(TASK GOAL) When the word "path" shows up in a line of the records below, copy that line.

_ _ _ _ _

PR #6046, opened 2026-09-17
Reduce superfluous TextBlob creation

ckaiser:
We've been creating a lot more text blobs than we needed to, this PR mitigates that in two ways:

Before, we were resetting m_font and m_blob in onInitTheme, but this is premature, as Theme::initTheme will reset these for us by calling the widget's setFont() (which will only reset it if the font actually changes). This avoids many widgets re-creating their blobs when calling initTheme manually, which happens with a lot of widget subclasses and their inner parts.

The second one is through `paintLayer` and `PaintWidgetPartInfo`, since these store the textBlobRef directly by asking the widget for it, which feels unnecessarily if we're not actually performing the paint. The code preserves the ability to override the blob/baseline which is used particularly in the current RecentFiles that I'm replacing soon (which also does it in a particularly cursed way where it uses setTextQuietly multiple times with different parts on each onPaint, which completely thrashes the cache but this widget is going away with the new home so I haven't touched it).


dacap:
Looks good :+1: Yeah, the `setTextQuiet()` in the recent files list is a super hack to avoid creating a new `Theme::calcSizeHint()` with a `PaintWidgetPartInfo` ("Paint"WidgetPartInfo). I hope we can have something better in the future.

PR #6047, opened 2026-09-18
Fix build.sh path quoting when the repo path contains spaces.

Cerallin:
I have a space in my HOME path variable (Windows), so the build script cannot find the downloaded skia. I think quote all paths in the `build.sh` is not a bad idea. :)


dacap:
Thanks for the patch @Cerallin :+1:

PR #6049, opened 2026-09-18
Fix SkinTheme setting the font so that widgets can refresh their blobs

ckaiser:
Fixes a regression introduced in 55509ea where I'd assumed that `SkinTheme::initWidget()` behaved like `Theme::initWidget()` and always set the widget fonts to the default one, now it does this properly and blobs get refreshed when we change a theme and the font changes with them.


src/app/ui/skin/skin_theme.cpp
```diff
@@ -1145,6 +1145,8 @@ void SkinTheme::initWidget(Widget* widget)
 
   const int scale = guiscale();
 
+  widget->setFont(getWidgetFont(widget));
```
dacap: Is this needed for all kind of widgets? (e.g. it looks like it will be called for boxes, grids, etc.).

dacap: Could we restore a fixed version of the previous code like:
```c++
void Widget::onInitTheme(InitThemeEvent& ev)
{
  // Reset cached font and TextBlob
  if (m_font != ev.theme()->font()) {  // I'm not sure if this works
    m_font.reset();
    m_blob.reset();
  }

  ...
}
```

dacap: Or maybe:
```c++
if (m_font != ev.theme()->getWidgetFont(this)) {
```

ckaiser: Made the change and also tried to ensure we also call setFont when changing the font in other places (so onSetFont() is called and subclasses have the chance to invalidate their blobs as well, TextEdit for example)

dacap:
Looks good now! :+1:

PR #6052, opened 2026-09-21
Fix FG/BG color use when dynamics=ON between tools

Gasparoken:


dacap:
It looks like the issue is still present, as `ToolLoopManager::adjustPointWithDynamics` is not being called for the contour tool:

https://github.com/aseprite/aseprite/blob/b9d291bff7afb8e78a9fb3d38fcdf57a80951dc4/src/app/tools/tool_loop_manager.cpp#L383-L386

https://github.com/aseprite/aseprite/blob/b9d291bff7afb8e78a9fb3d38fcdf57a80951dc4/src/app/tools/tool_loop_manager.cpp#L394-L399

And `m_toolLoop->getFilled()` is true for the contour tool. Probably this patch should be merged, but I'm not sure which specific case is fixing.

_ _ _ _ _

(RESPONSE)
Fix build.sh path quoting when the repo path contains spaces.
I have a space in my HOME path variable (Windows), so the build script cannot find the downloaded skia. I think quote all paths in the `build.sh` is not a bad idea. :)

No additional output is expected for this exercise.